RECORDED INFORMATION ▸
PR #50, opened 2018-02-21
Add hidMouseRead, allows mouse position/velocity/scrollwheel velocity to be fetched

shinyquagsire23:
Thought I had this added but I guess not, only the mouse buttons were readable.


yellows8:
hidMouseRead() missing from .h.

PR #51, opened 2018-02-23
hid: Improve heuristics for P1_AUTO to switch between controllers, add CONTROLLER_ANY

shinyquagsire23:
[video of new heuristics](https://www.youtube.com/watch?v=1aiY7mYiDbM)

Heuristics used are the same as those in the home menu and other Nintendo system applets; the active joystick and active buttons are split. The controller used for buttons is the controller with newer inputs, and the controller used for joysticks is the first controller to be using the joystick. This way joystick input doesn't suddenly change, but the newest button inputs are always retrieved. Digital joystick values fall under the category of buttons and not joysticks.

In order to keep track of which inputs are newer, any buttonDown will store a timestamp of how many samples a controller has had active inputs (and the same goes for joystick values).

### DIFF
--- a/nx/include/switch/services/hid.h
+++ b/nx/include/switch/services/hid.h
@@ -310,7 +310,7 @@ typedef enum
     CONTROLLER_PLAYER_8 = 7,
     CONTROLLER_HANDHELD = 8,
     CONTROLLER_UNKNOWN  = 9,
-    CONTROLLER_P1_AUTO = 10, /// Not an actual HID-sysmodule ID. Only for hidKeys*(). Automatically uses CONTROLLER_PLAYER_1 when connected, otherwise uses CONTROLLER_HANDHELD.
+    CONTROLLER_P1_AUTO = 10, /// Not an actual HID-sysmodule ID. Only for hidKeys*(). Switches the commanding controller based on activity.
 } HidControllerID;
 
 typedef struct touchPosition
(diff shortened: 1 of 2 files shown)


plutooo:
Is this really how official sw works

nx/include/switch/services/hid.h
---
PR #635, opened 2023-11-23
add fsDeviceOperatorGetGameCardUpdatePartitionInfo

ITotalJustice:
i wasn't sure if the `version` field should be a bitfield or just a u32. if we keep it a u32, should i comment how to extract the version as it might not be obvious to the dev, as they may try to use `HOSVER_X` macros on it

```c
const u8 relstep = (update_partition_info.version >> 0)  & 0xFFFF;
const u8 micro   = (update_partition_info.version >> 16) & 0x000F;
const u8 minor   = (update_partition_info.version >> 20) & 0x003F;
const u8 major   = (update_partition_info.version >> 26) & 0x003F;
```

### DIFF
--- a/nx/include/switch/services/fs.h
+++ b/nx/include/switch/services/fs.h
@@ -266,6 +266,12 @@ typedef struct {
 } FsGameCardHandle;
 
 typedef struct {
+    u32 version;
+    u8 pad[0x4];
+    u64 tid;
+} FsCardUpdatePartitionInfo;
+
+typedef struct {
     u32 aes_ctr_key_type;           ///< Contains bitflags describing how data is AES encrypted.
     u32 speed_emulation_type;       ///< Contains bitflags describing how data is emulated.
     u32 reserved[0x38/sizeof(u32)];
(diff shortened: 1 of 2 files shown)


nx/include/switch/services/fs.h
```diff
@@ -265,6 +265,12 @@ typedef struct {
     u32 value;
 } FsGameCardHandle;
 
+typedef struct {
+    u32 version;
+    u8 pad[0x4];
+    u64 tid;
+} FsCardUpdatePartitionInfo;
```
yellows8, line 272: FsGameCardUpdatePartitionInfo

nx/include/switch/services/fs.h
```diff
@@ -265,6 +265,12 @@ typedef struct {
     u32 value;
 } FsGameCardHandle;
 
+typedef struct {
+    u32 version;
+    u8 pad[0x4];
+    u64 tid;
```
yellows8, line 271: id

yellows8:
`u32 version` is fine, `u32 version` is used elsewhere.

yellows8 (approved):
---
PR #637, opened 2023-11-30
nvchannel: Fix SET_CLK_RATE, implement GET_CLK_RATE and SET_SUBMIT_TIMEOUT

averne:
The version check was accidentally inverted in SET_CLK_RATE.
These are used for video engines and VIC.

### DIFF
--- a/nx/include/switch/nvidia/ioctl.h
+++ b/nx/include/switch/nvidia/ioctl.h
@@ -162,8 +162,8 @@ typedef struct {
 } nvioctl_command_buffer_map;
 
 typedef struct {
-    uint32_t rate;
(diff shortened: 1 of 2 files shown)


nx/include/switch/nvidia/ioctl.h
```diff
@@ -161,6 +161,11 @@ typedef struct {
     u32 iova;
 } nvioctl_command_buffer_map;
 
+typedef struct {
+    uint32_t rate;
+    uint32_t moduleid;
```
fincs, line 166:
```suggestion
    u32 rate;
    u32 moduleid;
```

WHAT NEEDS TO BE DONE ▸
Using the material above, work out how many lines hold the word "hidKeys". Reply with that number alone.

RESPONSE BELOW ▸
2